• [Work to be completed] The expected output is the first line of the data below and every line after it, up to and including the line containing "### Additional context", each reproduced exactly.

►

PR #331, opened 2023-07-26
Issue 301 revamp status notifications

### LINKED ISSUE #301: Revamp Status Notification system
### Is your feature request related to a problem? Please describe.
Currently, all status notifications shown to the user are within the modals/forms that the user makes the action.  These should be it's own component/feature.

---

### Describe the solution you'd like
Most of the team agrees that using MUI's `snackbar` component seems to be a great approach.
We will still need some sort of indication that an action is occurring to the user (loading spinner/animation, etc.) before the snackbar with the end result is displayed.

---

### Additional context
Example of current notification system here on bottom of modal:
Screenshot 2023-07-11 at 6 42 13 AM

Example of MUI snackbar:

https://github.com/codeforpdx/PASS/assets/71395931/bd0c160c-bfd1-4069-b7a8-a8c39e581575

russfraze:
I created a reusable component called BasicNotification in the Notifications folder that renders a mui snackbar.  It accepts a severity prop which will determine the color and icon that appears in the notification. Style overrides have been added to the theme so that these colors can be configurable in the future. 

In the current state of this PR, you can see the snackbar when adding and deleting a client. It delivers the same messages that appear in the modal, and the bottom left of screen. This messaging system utilizes the already in place statusReducer and the notification helper to set the message in the logic of each component its being used in.  A mui spinner also appears in the modal as an action is being performed. 

Looking for feedback on this approach.


src/components/Modals/AddClientModal.jsx
```diff
@@ -92,6 +94,7 @@ const AddClientModal = ({ showAddClientModal, setShowAddClientModal }) => {
 
     runNotification(
       `Adding "${userObject.givenName} ${userObject.familyName}" to client list...`,
+      'succes',
```
xscottxbrownx: may be best to save `success` for when it's actually successful (line 120)? and maybe these (when it's trying to do what the user asked) are better suited for either `warning` or `info` colors?

src/components/Modals/AddClientModal.jsx
```diff
@@ -114,6 +118,7 @@ const AddClientModal = ({ showAddClientModal, setShowAddClientModal }) => {
     } finally {
       runNotification(
         `"${userObject.givenName} ${userObject.familyName}" added to client list`,
+        'error',
```
xscottxbrownx: should this be `success` instead? Adding the client was successful yes? It was still green for me even with this though.

src/components/Modals/DeleteClientModal.jsx
```diff
@@ -32,12 +33,15 @@ const DeleteClientModal = ({
...
   const { removeUser } = useContext(UserListContext);
+  const [showSpinner, setShowSpinner] = useState(false);
 
   // Event handler for deleting client from client list
   const handleDeleteClient = async (event) => {
     event.preventDefault();
+    setShowSpinner(true);
     runNotification(
       `Deleting "${selectedClientToDelete?.person}" from client list...`,
+      'success',
```
xscottxbrownx: may be best to save `success` for when the action was actually successful (line 55)? and maybe these (when it's trying to do what the user asked) are better suited for either `warning` or `info` colors?

src/components/Notification/BasicNotification.jsx
```diff
@@ -0,0 +1,27 @@
+import React, { forwardRef, useState, useEffect } from 'react';
+import Snackbar from '@mui/material/Snackbar';
+import MuiAlert from '@mui/material/Alert';
```
xscottxbrownx: change to `import Alert from '@mui/material/Alert';`

and get rid of lines 5-7

add to the `Alert` component on line 20:
`variant="filled" elevation={6}`
will give you the same result

this also allows you to get rid of `forwardRef` import as well

src/components/Notification/BasicNotification.jsx
```diff
@@ -0,0 +1,27 @@
...
+  const [open, setOpen] = useState(false);
+
+  useEffect(() => {
+    if (message !== '') {
+      setOpen(true);
+    }
+  }, [message]);
+
+  return (
+    <Snackbar open={open}>
```
xscottxbrownx: I think if you can add the slide transition on this (either the `up` or `left`) it will look super good...
https://mui.com/material-ui/react-snackbar/#change-transition

xscottxbrownx:
### This is the look I believe we all talked about, liked, and agreed upon.

My big picture thoughts:

- Need to figure out how to have the `BasicNotification` live outside of the modal, so it will stay rendered even when modal disappears.
- Probably also set the `autoclose` prop of the `Snackbar` so it goes away after certain time.  Having a clickable close icon MAY also be desired.
- I also think the spinner is a good idea. Not sure if this is exact placement for it, but haven't given it any thought. But quickly, I think both `BasicNotification` and `Spinner` might be best at the highest level - like `App.jsx`, and so we don't have to add them to a ton of files. They just always listen for these "statuses" of "action being performed" & "notification".

---

Ultimately I think this is a great direction.  You'll see a lot of small comments on the code from me ⬆️ to address/think about.

src/components/Modals/AddClientModal.jsx
xscottxbrownx: actually another option to the `warning` or `info` colors would be taking off the `variant="filled` prop (see my comment below on `BasicNotification.jsx` - but haven't thought about how this would be implemented... some sort of ternary on this prop maybe.

timbot1789 (commented):
I think the overall design is good, but I'm having issues testing it because the Add Client Modal seems to be bugged out right now.

Since we're on the topic of the add client modal and getting general first impressions, I have a first impressions PR for a new user registration flow that would actually remove this modal. Could you take a look and see how that meshes with what you're thinking? Or maybe move the demo over to the add documents modal?

Link to PR: https://github.com/codeforpdx/PASS/pull/332

src/theme.js
```diff
@@ -29,6 +29,29 @@ const theme = createTheme({
       main: '#64748B',
       contrastText: '#fff'
     }
+  },
+  // color properties TBD for status snackbar severieties
+  components: {
```
timbot1789, line 34: Could you go over your thoughts for this theme a bit more? I'm a little confused how it's conceptually different from the "status" section higher up.

timbot1789 (commented):
I also like the idea of a single basic notification that's used everywhere, but I think we can simplify the architecture a bit. Currently in this design it seems the notification component needs to be placed on every element that will be firing off notifications. I think we actually only need one global notification across the entire app.

We can place a `<Notifications />` component at the base of the App (maybe in the layout component?) which by default is hidden. Then we have a hook that allows other forms to fire off relevant notifications as they want. So `AddClientModal`, instead of having a `BasicNotification` at its base, just looks something like this:

```js
const AddClientModal = () => {
  const notify = useNotification();

  const submitClient = async (e) => {
    client = e.target.data;
    try {
      await addClientToPod(client)
      notify(severity: 'success', message: 'client successfully added to pod')
    } catch (error) {
      notify(severity: 'error', message: `Error when adding client to pod. Reason: ${error.message}`)
    }
  }

  return <Dialog>
    <Form onSubmit={submitClient}>
      ...Form Junk
    </Form>
  </Dialog>
}
```

Kind of like what's described in this tutorial: https://hackernoon.com/using-reactjs-and-context-api-to-build-a-custom-toast-notification-component

russfraze:
I'll be taking all these comments on board. Creating another iteration of this PR soon.

src/components/Notification/BasicNotification.jsx
russfraze: This is a great change. Was there some documentation that lead you to make this change? I just grabbed the starter code from the Mui Customizable section and started editing that but I'm trying to get a better grasp on the why.

xscottxbrownx: At the bottom of each MUI component's documentation is a link to that particular API and what props it can take... the `variant` prop was there, and I think I just tried the `elevation` prop - it's not real clear but a lot of the props are "system-wide" utility ones that can be used.  Here's the `Alert` api doc: https://mui.com/material-ui/api/alert/

src/theme.js
xscottxbrownx: The way I understand it,  the top section of `theme` is mostly `palette`(line 5) - which is general colors.
this new section is `components` where we can override the base theme of any components we want, so we don't have to say `color='primary'` every time. It will just put that primary color on it automatically.

So here, it looks like Russ is overriding the theme colors used for specifically the `MuiAlert`.  So we can make the specific type of `Alerts` any color we wish by setting it once here and they will automatically be that. 

So if UX team says success alerts should be purple, and error alerts should be pink - we set that here and anytime we put `<Alert severity='success'>` in the codebase, it will be purple. No need to do `<Alert severity='success' color='purple'>`

xscottxbrownx:
> I also like the idea of a single basic notification that's used everywhere, but I think we can simplify the architecture a bit. Currently in this design it seems the notification component needs to be placed on every element that will be firing off notifications. I think we actually only need one global notification across the entire app.
> 
> We can place a `<Notifications />` component at the base of the App (maybe in the layout component?) which by default is hidden. Then we have a hook that allows other forms to fire off relevant notifications as they want. So `AddClientModal`, instead of having a `BasicNotification` at its base, just looks something like this:
> 
> ```js
> const AddClientModal = () => {
>   const notify = useNotification();
> 
>   const submitClient = async (e) => {
>     client = e.target.data;
>     try {
>       await addClientToPod(client)
>       notify(severity: 'success', message: 'client successfully added to pod')
>     } catch (error) {
>       notify(severity: 'error', message: `Error when adding client to pod. Reason: ${error.message}`)
>     }
>   }
> 
>   return <Dialog>
>     <Form onSubmit={submitClient}>
>       ...Form Junk
>     </Form>
>   </Dialog>
> }
> ```
> 
> Kind of like what's described in this tutorial: https://hackernoon.com/using-reactjs-and-context-api-to-build-a-custom-toast-notification-component

Yes, this... I think this is much better approach.   I would also debate this for the spinner too honestly, but we can all discuss that later.

leekahung:
I've noticed that the new snackbars follows a similar pattern as before with StatusNotifications with two messages (one for the action being performed and one for action completion/error).

Was wondering if we could perhaps separate these into their own snackbar (i.e., have snackbar stack on top of one another) or streamline the notifications so that it only shows one notification, like for adding clients, show only "<client_name> added" for success or "Add <client_name> failed" for error.

russfraze:
I think I got this working the way we want. I've implemented it in the DeleteClient and AddClient modals again when clients are added and deleted. 

I streamlined it to only have a success message on Ka Hung's suggestion. I think that works better than having two notifications stacked on top, especially two different kinds (an info for the process running and a success when its finished). The deleting.. or adding.. message pops up only a split second before the success, and the user only needs to know if what they did worked or not, in my opinion. 

Let me know if this approach is looking good and I can delete some of the unused code from the old messaging system, and implement the notifications everywhere one is needed.

andycwilliams:
Haven't looked closely at the code yet but just wanted to mention quickly that it seems like this is an older version of Development. Have you pulled and merged the latest one?

src/components/Modals/DeleteClientModal.jsx
```diff
@@ -30,35 +32,28 @@ const DeleteClientModal = ({
...
     } catch (e) {
       runNotification(`Client deletion failed. Reason: ${e.message}`);
     } finally {
-      runNotification(
-        `"${selectedClientToDelete?.person}" deleted from client list...`,
-        5,
-        state,
-        dispatch
-      );
+      notify.addNotification('success',`"${selectedClientToDelete?.person}" deleted from client list...`)
```
andycwilliams: The `deleted` notification has an ellipsis at the end whereas the `added` one does not. Not vital but I'd personally like to have it be consistent. I prefer the version without an ellipsis.

russfraze: I pushed this and then noticed it wasn't up to date, then pulled from Development and I have merge conflicts. I'm going to try and resolve in the morning.

andycwilliams: Alright. I'll postpone reviewing until that's ready.

src/theme.js
timbot1789: This will make it a bit confusing to reuse the colors across different components. We may use these warning / error / info colors in e.g. form validations.

MUI palettes suggest having `warning`, `error`, and `info` fields as part of the palette itself. I think we can structure the theme that way, and all our cases should be covered.

Take a look at this link: https://mui.com/material-ui/customization/palette/#default-colors

timbot1789 (commented):
I think you have a solid outline here Russell. Nice work.

It seems that a lot of the comments in this PR have to do with specifics around the implementation in AddClientsModal and DeleteClientsModal. I don't think it's necessary to delay the notifications components themselves to deal with the implementation on the individual modals.

Can you split this up into multiple PRs? I'm thinking probably 3:

- The notifications component + tests
- The Add Client modal + tests
- The delete client modal + tests

Then we can just review each one, and merge the code in as each smaller piece gets completed.

russfraze:
@timbot1789 Yes, I will work on only the notification components and corresponding tests on this branch moving forward. I've reverted the delete and add client modals back to their state in the latest Development branch. 

I'm currently attempting to refactor the code in some of my components to get rid of the circular dependency errors I'm getting when I try to push this branch.

russfraze:
@timbot1789 I could use some advice. 

I'm getting errors on this brach:
Screen Shot 2023-08-01 at 1 42 18 PM

I understand that these are circular dependency errors, the first one for example is happening because BasicNotification is imported by NotificationContainer (the component that maps and renders BasicNotifications) and then the NotificationContainer is imported by my NotificationContext. The problem occurs because the original BasicNotification also imports the context so that is has access to the delete function. 

I'm not sure how to refactor this code so that it gets rid of the error but still works.

leekahung:
> I'm not sure how to refactor this code so that it gets rid of the error but still works.

Hey @russfraze, we could start dealing with the issue starting with the errors in `NotificationContext.jsx`, we don't need to pass the `NotificationContainer.jsx` here. We could have it instead in `Layout.jsx` as part of the application layout, where you could pass in the `state` from that context with `useContext(NotificationContext)`.

You could also remove the useMemo warning inside `NotificationContext.jsx` by passing the provider value with a memoized object similar to what's done in the other contexts.

Both of these would clear up all errors within `NotificationContext.jsx`.

Next, you could include the export of `NotificationContainer.jsx` as part of `src/component/Notification/index.js`, so that you could use that for `Layout.jsx`.

With these fixes it should be cleared of dependency cycle warnings. All you'll be left with just one lint error within `notificationReducer.js`, but that's a separate kind of error.

Screen Shot 2023-08-01 at 16 32 05

src/components/Form/FormSection.jsx
```diff
@@ -38,6 +47,7 @@ const FormSection = ({ title, state, statusType, defaultMessage, file = null, ch
       {title}
     </Typography>
     {children}
+    {showSpinner && <CircularProgress />}
```
leekahung, line 50: Quick question, what could this spinner be used for?

And if there's a reason for this, how would this be different from utilizing the `LoadingAnimation` component with the circular spinner?

src/reducers/notificationReducer.js
```diff
@@ -0,0 +1,18 @@
+const notificationReducer = (state, action) => {
+  switch (action.type) {
+    case 'ADD_NOTIFICATION':
+      return {
+        ...state,
+        notifications: [...state.notifications, action.payload]
+      };
+    case 'DELETE_NOTIFICATION':
+      const updatedNotifications = state.notifications.filter(
```
leekahung: Lint error could be removed by moving `state.notifications.filter((notification) => notification.id !== action.payload)` to inside the return call without declaring a new `const` inside the switch case.

https://github.com/codeforpdx/PASS/assets/14917816/1d62ed4b-12a7-49c4-85ab-d261a24941c2

russfraze: @leekahung Thanks Ka Hung. That helped me get all errors fixed.

leekahung:
Quick thing, be sure to keep your branch up to date with the base branch in Development.

Screen Shot 2023-08-02 at 18 37 52

src/layouts/Layout.jsx
leekahung, line 1: One thing to note, I'm no longer seeing the snackbar popping up like before. I'm wondering if it's due to `state.notification` not being updated.

src/layouts/Layout.jsx
```diff
@@ -4,13 +4,18 @@ import React from 'react';
...
+import useNotification from '../hooks/useNotification';
 // Component Imports
 import { NavBar } from '../components/NavBar';
 import { InactivityMessage } from '../components/Notification';
 import Footer from '../components/Footer/Footer';
+import NotificationContainer from '../components/Notification/NotificationContainer';
 
 const Layout = ({ ariaLabel, children }) => {
   const { session } = useSession();
+  const notify = useNotification();
```
leekahung: You could directly call the `state` from the `useNotificiation` hook with destructuring:

`const { state } = useNotification();`

src/contexts/NotificationContext.jsx
```diff
@@ -0,0 +1,36 @@
+import React, { createContext, useReducer, useMemo } from 'react';
+import notificationReducer from '../reducers/notificationReducer';
+
+export const NotificationContext = createContext();
```
leekahung: The `createContext` needs to be initialized with an initial state:

```
const initialState = { notifications: [] };
export const NotificationContext = createContext(initialState);
```

See `UserListContext.jsx` as an example. Or simply set the initial state without declaring it:

```
export const NotificationContext = createContext({ notification: [] });
```

See `MessageContext.jsx` as an example.

src/layouts/Layout.jsx
russfraze: I took the implementation out of the add and delete client modals. I think thats why the snackbar is not showing up. I put it back in to the add client modal so you can see notifications working when you add a client now. I'm apologies for not noting that change.

src/components/Modals/AddClientModal.jsx
```diff
@@ -36,6 +37,7 @@ const renderWebId = (username) => {
 
 const AddClientModal = ({ showAddClientModal, setShowAddClientModal }) => {
   const { state, dispatch } = useStatusNotification();
+  const notify = useNotification();
```
leekahung: You could destructure the `addNotification` function directly from the `useNotification` hook without needing to called it from `notifiy.addNotification`.

src/components/Notification/BasicNotification.jsx
```diff
@@ -0,0 +1,37 @@
+import React, { useRef, useEffect } from 'react';
+import Stack from '@mui/material/Stack';
+import Snackbar from '@mui/material/Snackbar';
+import Alert from '@mui/material/Alert';
+import useNotification from '../../hooks/useNotification';
+
+const BasicNotification = ({ severity, message, id }) => {
+  const notify = useNotification();
```
leekahung: Similar with `addNotification`, you could destructure the `remove` function from `useNotification`.

src/components/Modals/AddClientModal.jsx
```diff
@@ -117,6 +119,7 @@ const AddClientModal = ({ showAddClientModal, setShowAddClientModal }) => {
         state,
         dispatch
       );
+      notify.addNotification('success', `this is a test`);
```
leekahung: Rather than using the statement: `this is a test`, we could use the notification message from the notification state from the hook.

leekahung:
Hey Russell, was wondering about the progress to this draft. Let us know what you think.

russfraze:
@leekahung I have time to work on this today and tomorrow. I'm trying to add tests to the NotificationsContainer component and the context. I will be at the work session tomorrow night if that would be a good time to regroup on where I'm at. If you have something specific you would like me to address before then, let me know.

leekahung:
> @leekahung I have time to work on this today and tomorrow. I'm trying to add tests to the NotificationsContainer component and the context. I will be at the work session tomorrow night if that would be a good time to regroup on where I'm at. If you have something specific you would like me to address before then, let me know. 

Don't really have anything specific, but check out the feedback that's not yet been resolved.

russfraze:
@leekahung when I try to destructure the remove function for the useNotification in basicNotification, it makes my test fail which confuses me because the function still works (still removes snackbar after 8 seconds) which means it must be importing. 

Screen Shot 2023-08-09 at 3 19 11 PM

src/components/Notification/BasicNotification.jsx
russfraze: @leekahung when I try to destructure the remove function for the useNotification in basicNotification, it makes my test fail which confuses me because the function still works (still removes snackbar after 8 seconds) which means it must be importing. 

Screen Shot 2023-08-09 at 3 19 11 PM

src/components/Modals/AddClientModal.jsx
```diff
@@ -117,6 +119,7 @@ const AddClientModal = ({ showAddClientModal, setShowAddClientModal }) => {
         state,
         dispatch
       );
+      addNotification('success', `this is a test`);
```
leekahung: I think strings like this is a test would be useful in the unit tests or console logs for debugging, but I'm still a bit confused as to why we're not just using the notification stored in `useNotification`?

src/theme.js
russfraze: Sorry for the late reply on this. Would the answer be to keep the Mui alert overides for the convenience of just being able to set an alert type and have it be the correct color, but then also storing the status colors in the status object for use in other places? The colors would be repeated, but it would be nice not to have to set the colors on every alert as well.

src/components/Modals/AddClientModal.jsx
russfraze: Can you help me understand what you mean by this? The string is just testing that the addNotification function passes the string its given and the notification displays it. The useNotification hook just gives access to the notification context. Are you saying hard code a notification in the notifications array in the context? I think there is something simple I am missing here.

leekahung: Earlier when you started to implement the snackbar, you were able to display the different notifications being used for the modal when adding and removing clients into the snackbar. Messages like "Alice Test added to client list" or "Deleting Alice Test from client list" with the name being pulled from the user you're going to delete or add, so not exactly hardcoded.

I'm a little confused as to why we've switch to utilizing test strings like this. Could you not just use what was in the `runNotification`? In this case with `AddClientModal`, I believe `addNotification` is a replacement for `runNotification`.

leekahung: See clip for what I've meant:

https://github.com/codeforpdx/PASS/assets/14917816/47521df8-a40c-4c38-bdc3-d7d372297722

In this case, I've also included the changes for `DeleteClientModal.jsx` to show the delete notification using the snackbar.

test/components/Notification/BasicNotification.test.jsx
```diff
@@ -0,0 +1,69 @@
...
+  );
+
+  act(() => {
+    vi.advanceTimersByTime(8000);
+  });
+
+  expect(remove).toHaveBeenCalledOnce();
+});
+
+it('calls remove with the correct id', () => {
```
timbot1789, line 50: This test looks really good as is. Nice work. 

The `act` call is an interesting one, but seems to be doing exactly what you intend, so I'm fine with it.

You may also consider looking over react testing library's `waitFor` feature:
https://testing-library.com/docs/dom-testing-library/api-async/

They may be easier to work with than `act`

timbot1789 (approved):
I think all this code looks good Russell. Can you move it out of `draft`? Then we can approve and merge it.

russfraze:
I'm working on deleting some of the components from the older notification system.

src/components/Form/SetAclPermissionForm.jsx
```diff
@@ -65,8 +67,15 @@ const SetAclPermissionForm = () => {
         state,
         dispatch
       );
+      addNotification(
+        'info',
```
leekahung: Not too important at the moment with regards to coloring since that could be handled later, but I think we could use the color for 'success' for this snackbar.

src/components/Form/SetAclPermsDocContainerForm.jsx
```diff
@@ -62,8 +64,15 @@ const SetAclPermsDocContainerForm = () => {
         state,
         dispatch
       );
+      addNotification(
+        'info',
```
leekahung: Similar comment to the other permission form about using 'success'

leekahung (approved):
Have just tried out the new changes. They look pretty good. Just some minor comments, but not too urgent.

Outside of the test that needs to be patched up for the checks, I'm good with approve this.

With regards to removing the older notification system, like what we've discussed with @xscottxbrownx, think we could have this done in a separate issue/PR if you'd like.

xscottxbrownx:
@timbot1789 I tried and tried but not seeing the issue or solution really. Can you check into these tests/code?  It seems that now the `DeleteContactModal` test is erroring, but I see no issues.

src/components/Form/SetAclPermissionForm.jsx
xscottxbrownx: Adding onto this. I was also confused - but that's due to the code that was already there.   

So the fix for this is yes to make it `'success'` but also change the words to `Gave` and `Revoked` - I didn't initially realize this is after it is successfully completed.

src/components/Form/SetAclPermsDocContainerForm.jsx
xscottxbrownx: Adding onto this. I was also confused - but that's due to the code that was already there.   

So the fix for this is yes to make it `'success'` but also change the words to `Gave` and `Revoked` - I didn't initially realize this is after it is successfully completed.

xscottxbrownx: The more I think about it... this line: 
`${permissions.read ? 'Give' : 'Revoke'} permission to ${permissionState.podUrlToSetPermissionsTo} for Documents Container.`
        
Should be:
`${permissions.read ? 'Gave' : 'Revoked'} permission ${permissions.read ? 'to' : 'from'} ${permissionState.podUrlToSetPermissionsTo} for Documents Container.`

src/components/Form/SetAclPermissionForm.jsx
xscottxbrownx: The more I think about it... this line:
`${permissions.read ? 'Give' : 'Revoke'} permission to ${permissionState.podUrlToSetPermissionsTo} for ${docType}.`

Should be:
`${permissions.read ? 'Gave' : 'Revoked'} permission ${permissions.read ? 'to' : 'from'} ${permissionState.podUrlToSetPermissionsTo} for ${docType}.`

src/components/Modals/DeleteContactModal.jsx
```diff
@@ -57,8 +59,13 @@ const DeleteContactModal = ({
         state,
         dispatch
       );
+      addNotification(
+        'success',
+        `"${selectedContactToDelete?.person}" deleted from contact list...`
```
xscottxbrownx: maybe just period instead of ellipsis

russfraze:
This should be good to go aside from the test error. If anyone had any ideas on what to do about that... holler.

timbot1789:
> This should be good to go aside from the test error. If anyone had any ideas on what to do about that... holler.

I'm guessing these tests started failing after a rebase? You probably brought in changes from a refactor of the clients/contacts page that weren't fully compatible. It looks like you need to wrap the components in the `DeleteContactModal.test.jsx` in your new notification provider.

russfraze:
With this merge, the app now has a new notification system using the MUI snackbar component.

timbot1789:
Sweet. Love it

◄

• [Exercise result]
PR #331, opened 2023-07-26
Issue 301 revamp status notifications

### LINKED ISSUE #301: Revamp Status Notification system
### Is your feature request related to a problem? Please describe.
Currently, all status notifications shown to the user are within the modals/forms that the user makes the action.  These should be it's own component/feature.

---

### Describe the solution you'd like
Most of the team agrees that using MUI's `snackbar` component seems to be a great approach.
We will still need some sort of indication that an action is occurring to the user (loading spinner/animation, etc.) before the snackbar with the end result is displayed.

---

### Additional context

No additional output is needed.